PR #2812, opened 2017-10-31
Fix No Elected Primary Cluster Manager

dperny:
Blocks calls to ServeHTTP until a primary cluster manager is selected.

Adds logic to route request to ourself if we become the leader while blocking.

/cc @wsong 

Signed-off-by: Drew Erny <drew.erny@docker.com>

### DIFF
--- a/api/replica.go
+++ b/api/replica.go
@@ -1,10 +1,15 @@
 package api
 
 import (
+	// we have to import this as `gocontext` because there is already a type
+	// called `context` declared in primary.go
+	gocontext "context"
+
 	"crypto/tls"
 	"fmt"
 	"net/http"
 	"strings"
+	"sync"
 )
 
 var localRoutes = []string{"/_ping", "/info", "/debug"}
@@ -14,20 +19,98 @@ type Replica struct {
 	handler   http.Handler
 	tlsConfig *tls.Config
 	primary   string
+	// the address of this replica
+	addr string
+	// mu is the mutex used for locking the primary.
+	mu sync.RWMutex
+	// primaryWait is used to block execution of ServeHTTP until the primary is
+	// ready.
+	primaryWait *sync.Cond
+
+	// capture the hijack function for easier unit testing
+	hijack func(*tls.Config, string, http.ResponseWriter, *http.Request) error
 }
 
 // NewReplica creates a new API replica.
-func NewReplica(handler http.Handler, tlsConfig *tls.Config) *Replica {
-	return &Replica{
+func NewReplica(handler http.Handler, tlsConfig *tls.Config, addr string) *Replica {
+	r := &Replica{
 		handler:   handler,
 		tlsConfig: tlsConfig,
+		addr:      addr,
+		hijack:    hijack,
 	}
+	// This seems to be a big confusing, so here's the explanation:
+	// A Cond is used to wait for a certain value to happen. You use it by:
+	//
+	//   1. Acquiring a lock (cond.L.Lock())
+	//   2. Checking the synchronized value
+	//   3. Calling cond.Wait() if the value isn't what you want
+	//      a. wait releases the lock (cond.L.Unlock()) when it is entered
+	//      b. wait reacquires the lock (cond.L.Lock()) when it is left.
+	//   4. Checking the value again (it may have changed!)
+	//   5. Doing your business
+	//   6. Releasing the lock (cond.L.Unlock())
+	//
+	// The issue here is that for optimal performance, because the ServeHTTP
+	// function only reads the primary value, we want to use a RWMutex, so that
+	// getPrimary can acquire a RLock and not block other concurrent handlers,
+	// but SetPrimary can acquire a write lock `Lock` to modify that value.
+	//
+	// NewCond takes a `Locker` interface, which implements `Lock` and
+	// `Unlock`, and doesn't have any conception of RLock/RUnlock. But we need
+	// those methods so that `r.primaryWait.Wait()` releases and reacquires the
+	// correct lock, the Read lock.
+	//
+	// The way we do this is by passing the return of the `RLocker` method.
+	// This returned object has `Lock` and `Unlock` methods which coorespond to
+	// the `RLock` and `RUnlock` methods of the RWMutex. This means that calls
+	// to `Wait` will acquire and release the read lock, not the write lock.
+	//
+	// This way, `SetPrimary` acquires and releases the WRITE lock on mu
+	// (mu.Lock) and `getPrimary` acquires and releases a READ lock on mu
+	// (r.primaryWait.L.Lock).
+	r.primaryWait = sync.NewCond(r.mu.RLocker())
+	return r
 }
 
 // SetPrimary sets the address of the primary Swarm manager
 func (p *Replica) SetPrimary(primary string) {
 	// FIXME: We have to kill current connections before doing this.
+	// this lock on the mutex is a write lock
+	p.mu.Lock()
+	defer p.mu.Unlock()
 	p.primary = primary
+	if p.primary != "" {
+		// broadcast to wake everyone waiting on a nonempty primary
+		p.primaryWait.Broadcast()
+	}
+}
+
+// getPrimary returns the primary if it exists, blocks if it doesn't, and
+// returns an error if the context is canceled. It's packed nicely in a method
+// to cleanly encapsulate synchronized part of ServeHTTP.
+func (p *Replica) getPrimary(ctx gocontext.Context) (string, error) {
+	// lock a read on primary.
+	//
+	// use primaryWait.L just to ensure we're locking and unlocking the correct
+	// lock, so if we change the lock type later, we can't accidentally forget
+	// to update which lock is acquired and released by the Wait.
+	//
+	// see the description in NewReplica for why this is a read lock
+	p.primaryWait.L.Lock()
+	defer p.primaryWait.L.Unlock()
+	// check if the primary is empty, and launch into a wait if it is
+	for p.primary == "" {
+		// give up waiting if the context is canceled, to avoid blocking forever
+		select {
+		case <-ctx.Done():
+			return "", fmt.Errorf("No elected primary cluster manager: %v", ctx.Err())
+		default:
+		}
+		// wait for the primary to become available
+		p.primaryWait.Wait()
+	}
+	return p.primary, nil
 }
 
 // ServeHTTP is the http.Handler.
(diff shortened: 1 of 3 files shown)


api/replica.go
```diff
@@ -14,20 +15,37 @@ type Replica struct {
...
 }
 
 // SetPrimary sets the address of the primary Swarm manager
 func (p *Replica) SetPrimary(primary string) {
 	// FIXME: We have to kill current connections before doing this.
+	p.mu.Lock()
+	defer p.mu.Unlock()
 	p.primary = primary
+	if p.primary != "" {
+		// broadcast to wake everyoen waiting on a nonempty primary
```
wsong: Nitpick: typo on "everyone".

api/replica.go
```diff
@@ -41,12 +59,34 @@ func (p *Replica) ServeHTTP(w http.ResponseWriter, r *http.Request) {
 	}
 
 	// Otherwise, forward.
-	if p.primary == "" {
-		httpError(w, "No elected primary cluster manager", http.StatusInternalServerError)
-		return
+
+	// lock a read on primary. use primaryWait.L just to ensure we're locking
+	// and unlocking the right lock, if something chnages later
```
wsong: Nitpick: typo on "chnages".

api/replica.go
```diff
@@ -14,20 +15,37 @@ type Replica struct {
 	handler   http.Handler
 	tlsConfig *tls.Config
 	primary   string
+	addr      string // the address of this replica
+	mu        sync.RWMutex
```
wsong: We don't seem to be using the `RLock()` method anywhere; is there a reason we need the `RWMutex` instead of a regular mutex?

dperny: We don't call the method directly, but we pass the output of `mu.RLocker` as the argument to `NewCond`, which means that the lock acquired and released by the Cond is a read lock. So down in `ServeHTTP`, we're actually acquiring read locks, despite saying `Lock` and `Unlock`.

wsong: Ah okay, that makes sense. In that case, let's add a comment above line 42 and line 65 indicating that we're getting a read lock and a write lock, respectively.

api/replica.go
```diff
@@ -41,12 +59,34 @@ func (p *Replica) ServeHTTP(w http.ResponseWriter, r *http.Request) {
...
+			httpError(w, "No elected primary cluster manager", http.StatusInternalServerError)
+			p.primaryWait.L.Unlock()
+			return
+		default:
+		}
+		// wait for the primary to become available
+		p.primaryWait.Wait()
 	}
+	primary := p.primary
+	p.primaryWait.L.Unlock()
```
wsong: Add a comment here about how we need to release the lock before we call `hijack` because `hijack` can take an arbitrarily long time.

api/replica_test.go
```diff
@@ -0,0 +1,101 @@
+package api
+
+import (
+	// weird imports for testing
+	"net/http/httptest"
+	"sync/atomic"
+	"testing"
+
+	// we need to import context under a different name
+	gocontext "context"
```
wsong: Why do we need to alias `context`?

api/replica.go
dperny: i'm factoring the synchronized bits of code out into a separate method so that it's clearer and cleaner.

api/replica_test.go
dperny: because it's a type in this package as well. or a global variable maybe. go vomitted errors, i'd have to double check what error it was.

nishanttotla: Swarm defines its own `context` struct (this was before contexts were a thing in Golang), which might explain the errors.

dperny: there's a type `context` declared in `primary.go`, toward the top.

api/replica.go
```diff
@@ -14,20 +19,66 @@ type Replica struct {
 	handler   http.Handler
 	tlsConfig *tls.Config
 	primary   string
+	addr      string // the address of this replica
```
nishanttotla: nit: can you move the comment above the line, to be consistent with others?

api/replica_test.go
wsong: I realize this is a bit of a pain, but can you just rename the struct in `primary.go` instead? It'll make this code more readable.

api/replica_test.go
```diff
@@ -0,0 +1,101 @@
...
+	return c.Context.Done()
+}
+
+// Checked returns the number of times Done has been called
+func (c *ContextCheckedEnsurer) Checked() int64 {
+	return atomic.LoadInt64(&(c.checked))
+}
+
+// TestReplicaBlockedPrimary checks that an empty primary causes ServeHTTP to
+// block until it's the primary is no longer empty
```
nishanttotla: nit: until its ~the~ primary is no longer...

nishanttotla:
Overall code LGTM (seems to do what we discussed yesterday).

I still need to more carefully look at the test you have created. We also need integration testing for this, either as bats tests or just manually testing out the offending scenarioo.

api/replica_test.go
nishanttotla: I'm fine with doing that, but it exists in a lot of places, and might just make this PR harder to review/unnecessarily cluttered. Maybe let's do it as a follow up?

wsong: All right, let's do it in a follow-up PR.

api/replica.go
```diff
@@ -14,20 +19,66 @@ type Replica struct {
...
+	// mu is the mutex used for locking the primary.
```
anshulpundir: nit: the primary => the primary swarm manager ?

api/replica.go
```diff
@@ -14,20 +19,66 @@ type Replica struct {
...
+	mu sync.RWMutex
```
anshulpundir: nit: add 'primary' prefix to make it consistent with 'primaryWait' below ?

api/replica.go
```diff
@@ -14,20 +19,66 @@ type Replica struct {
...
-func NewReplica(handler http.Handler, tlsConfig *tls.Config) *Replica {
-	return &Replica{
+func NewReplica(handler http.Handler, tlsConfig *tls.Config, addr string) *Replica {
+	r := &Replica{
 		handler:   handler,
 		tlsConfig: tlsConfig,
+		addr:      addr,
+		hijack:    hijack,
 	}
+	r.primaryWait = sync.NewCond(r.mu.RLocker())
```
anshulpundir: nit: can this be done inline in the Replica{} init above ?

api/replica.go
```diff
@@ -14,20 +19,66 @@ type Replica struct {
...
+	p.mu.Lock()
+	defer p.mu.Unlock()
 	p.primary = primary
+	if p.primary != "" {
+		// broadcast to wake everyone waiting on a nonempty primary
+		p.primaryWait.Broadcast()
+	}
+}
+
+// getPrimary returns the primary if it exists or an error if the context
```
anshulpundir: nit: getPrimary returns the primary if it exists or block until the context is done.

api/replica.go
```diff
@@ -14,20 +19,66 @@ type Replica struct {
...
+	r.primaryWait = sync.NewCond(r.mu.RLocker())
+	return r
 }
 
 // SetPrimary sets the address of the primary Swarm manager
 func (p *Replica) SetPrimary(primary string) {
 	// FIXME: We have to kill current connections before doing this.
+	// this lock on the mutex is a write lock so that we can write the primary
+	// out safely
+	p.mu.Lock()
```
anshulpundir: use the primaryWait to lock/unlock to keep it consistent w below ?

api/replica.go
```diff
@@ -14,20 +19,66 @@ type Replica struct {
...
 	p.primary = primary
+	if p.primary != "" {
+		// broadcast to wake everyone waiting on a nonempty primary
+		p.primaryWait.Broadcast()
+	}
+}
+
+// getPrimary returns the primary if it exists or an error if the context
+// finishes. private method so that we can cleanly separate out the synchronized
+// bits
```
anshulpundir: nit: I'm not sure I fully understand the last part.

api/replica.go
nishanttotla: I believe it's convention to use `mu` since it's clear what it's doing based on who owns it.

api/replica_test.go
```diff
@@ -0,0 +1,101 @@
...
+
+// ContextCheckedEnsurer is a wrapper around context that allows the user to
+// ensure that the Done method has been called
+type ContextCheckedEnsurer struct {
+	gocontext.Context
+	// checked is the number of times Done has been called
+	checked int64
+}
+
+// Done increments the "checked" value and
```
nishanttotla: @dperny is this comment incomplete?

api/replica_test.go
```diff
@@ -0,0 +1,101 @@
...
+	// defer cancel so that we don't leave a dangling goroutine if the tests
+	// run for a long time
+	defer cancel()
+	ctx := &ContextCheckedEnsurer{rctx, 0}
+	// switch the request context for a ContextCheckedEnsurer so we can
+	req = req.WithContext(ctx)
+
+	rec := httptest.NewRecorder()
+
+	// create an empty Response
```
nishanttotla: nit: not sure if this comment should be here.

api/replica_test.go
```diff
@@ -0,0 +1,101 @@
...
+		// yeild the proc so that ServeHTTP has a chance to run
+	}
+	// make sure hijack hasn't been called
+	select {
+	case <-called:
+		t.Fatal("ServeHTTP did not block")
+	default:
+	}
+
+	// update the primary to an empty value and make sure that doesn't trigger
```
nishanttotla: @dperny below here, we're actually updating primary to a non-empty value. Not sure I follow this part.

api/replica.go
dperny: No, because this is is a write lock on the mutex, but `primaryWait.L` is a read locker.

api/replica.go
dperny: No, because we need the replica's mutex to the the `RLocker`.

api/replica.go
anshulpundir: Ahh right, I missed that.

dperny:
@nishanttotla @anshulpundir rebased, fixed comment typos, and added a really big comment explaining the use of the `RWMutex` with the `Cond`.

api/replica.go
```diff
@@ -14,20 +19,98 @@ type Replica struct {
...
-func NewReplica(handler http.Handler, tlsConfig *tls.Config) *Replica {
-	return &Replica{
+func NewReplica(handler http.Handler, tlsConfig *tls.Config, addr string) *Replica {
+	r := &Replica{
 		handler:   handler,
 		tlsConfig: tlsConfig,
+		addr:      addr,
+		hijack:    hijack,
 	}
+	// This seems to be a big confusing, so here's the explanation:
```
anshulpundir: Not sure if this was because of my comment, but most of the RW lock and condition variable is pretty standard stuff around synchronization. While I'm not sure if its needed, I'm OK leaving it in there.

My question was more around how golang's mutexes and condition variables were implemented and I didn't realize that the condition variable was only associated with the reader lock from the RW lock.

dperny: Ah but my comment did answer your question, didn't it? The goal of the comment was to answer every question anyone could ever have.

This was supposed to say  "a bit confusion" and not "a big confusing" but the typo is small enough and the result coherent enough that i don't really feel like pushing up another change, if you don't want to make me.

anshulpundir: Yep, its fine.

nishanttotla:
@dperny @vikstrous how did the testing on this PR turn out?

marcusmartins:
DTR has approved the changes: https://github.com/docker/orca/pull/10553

* * *

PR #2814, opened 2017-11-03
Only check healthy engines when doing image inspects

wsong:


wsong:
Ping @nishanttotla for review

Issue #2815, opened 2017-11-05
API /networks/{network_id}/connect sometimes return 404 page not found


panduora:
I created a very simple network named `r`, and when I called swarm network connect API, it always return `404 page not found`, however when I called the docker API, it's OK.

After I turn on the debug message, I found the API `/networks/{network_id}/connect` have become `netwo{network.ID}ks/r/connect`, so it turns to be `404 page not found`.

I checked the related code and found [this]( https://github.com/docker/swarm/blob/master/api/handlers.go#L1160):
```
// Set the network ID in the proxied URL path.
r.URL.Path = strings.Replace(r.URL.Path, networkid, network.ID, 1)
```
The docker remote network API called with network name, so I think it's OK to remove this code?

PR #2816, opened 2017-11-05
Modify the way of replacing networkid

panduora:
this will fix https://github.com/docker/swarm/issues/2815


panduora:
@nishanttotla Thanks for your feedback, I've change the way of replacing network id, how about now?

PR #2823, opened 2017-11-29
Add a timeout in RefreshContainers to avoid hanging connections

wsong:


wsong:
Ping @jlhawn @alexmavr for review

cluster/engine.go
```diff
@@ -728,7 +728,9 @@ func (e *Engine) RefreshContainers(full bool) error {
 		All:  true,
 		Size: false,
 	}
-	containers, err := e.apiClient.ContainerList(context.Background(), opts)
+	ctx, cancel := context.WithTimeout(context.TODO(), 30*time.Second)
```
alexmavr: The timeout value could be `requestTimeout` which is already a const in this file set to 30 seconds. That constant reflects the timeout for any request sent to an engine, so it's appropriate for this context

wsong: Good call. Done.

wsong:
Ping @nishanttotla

---

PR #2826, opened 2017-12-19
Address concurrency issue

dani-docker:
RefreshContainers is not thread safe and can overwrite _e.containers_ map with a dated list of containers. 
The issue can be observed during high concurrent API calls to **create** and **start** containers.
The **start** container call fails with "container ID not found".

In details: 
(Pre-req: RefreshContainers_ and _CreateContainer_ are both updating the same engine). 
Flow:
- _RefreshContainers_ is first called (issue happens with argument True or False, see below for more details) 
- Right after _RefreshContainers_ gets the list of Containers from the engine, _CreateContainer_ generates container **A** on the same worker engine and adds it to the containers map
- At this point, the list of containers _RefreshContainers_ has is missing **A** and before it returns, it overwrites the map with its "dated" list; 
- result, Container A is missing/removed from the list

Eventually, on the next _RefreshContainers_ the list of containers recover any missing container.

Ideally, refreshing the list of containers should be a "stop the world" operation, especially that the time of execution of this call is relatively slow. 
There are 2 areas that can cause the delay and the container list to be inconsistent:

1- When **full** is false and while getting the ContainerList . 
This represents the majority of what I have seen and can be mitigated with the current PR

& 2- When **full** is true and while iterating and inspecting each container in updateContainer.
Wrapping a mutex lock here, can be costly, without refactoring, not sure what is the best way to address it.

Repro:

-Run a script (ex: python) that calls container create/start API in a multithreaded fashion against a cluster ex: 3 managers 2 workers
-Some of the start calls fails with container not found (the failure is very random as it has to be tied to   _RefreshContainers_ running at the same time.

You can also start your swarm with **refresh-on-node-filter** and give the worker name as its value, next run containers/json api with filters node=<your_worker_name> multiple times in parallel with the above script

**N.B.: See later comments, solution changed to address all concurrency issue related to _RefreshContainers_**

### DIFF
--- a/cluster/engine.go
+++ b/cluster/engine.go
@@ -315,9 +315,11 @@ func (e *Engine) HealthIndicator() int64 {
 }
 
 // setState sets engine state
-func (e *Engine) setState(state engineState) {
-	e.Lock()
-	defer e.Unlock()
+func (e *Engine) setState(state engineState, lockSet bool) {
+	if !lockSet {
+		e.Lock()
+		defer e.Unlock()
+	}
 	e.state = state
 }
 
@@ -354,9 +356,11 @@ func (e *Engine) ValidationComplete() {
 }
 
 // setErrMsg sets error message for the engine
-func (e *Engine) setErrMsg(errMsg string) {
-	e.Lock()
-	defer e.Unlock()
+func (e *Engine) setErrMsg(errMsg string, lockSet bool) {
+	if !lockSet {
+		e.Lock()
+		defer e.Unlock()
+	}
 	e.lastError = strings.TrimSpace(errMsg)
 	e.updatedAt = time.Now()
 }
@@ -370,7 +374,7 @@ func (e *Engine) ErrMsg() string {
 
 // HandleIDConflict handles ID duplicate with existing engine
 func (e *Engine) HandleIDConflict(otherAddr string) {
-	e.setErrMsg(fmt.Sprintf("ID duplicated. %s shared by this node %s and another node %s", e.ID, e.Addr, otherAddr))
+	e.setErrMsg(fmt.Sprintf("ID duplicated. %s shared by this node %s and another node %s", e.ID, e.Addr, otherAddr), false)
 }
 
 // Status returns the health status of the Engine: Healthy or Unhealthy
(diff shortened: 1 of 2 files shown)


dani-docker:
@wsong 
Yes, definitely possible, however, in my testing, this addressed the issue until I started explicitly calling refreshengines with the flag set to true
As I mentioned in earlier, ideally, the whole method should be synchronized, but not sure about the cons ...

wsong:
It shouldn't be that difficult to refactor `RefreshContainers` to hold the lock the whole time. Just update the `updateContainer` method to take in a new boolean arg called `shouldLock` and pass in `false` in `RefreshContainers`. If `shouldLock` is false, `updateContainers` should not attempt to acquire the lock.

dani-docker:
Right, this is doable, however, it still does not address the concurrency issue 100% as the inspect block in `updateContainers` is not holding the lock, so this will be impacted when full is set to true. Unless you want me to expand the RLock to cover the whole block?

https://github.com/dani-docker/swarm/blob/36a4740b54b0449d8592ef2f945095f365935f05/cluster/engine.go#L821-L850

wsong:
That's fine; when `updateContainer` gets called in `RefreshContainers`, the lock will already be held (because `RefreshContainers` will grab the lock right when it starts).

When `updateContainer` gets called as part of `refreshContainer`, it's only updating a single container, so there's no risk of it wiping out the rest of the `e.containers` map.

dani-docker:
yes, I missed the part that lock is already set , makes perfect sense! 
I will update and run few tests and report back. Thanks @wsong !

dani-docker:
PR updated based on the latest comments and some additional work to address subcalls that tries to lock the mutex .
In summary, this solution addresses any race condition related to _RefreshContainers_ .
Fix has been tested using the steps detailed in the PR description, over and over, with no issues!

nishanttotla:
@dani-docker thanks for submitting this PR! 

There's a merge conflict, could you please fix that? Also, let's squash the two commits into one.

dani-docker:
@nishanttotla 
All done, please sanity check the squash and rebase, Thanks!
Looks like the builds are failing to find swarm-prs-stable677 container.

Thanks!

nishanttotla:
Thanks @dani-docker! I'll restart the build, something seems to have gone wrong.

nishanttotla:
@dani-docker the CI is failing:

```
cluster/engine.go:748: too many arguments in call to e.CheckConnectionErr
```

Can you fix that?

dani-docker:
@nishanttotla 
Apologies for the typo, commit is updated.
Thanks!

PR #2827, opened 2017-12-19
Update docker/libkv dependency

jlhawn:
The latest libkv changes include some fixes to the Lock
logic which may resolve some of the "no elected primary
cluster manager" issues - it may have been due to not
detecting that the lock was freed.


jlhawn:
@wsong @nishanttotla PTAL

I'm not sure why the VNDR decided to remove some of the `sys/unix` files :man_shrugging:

Assignment ->
Please transcribe exactly the lines above from the line that has "by the Wait." up to and including the line that has "wsong: We don't"; no other line belongs in the answer.

Written solution ->
+	// to update which lock is acquired and released by the Wait.
+	//
+	// see the description in NewReplica for why this is a read lock
+	p.primaryWait.L.Lock()
+	defer p.primaryWait.L.Unlock()
+	// check if the primary is empty, and launch into a wait if it is
+	for p.primary == "" {
+		// give up waiting if the context is canceled, to avoid blocking forever
+		select {
+		case <-ctx.Done():
+			return "", fmt.Errorf("No elected primary cluster manager: %v", ctx.Err())
+		default:
+		}
+		// wait for the primary to become available
+		p.primaryWait.Wait()
+	}
+	return p.primary, nil
 }
 
 // ServeHTTP is the http.Handler.
(diff shortened: 1 of 3 files shown)


api/replica.go
```diff
@@ -14,20 +15,37 @@ type Replica struct {
...
 }
 
 // SetPrimary sets the address of the primary Swarm manager
 func (p *Replica) SetPrimary(primary string) {
 	// FIXME: We have to kill current connections before doing this.
+	p.mu.Lock()
+	defer p.mu.Unlock()
 	p.primary = primary
+	if p.primary != "" {
+		// broadcast to wake everyoen waiting on a nonempty primary
```
wsong: Nitpick: typo on "everyone".

api/replica.go
```diff
@@ -41,12 +59,34 @@ func (p *Replica) ServeHTTP(w http.ResponseWriter, r *http.Request) {
 	}
 
 	// Otherwise, forward.
-	if p.primary == "" {
-		httpError(w, "No elected primary cluster manager", http.StatusInternalServerError)
-		return
+
+	// lock a read on primary. use primaryWait.L just to ensure we're locking
+	// and unlocking the right lock, if something chnages later
```
wsong: Nitpick: typo on "chnages".

api/replica.go
```diff
@@ -14,20 +15,37 @@ type Replica struct {
 	handler   http.Handler
 	tlsConfig *tls.Config
 	primary   string
+	addr      string // the address of this replica
+	mu        sync.RWMutex
```
wsong: We don't seem to be using the `RLock()` method anywhere; is there a reason we need the `RWMutex` instead of a regular mutex?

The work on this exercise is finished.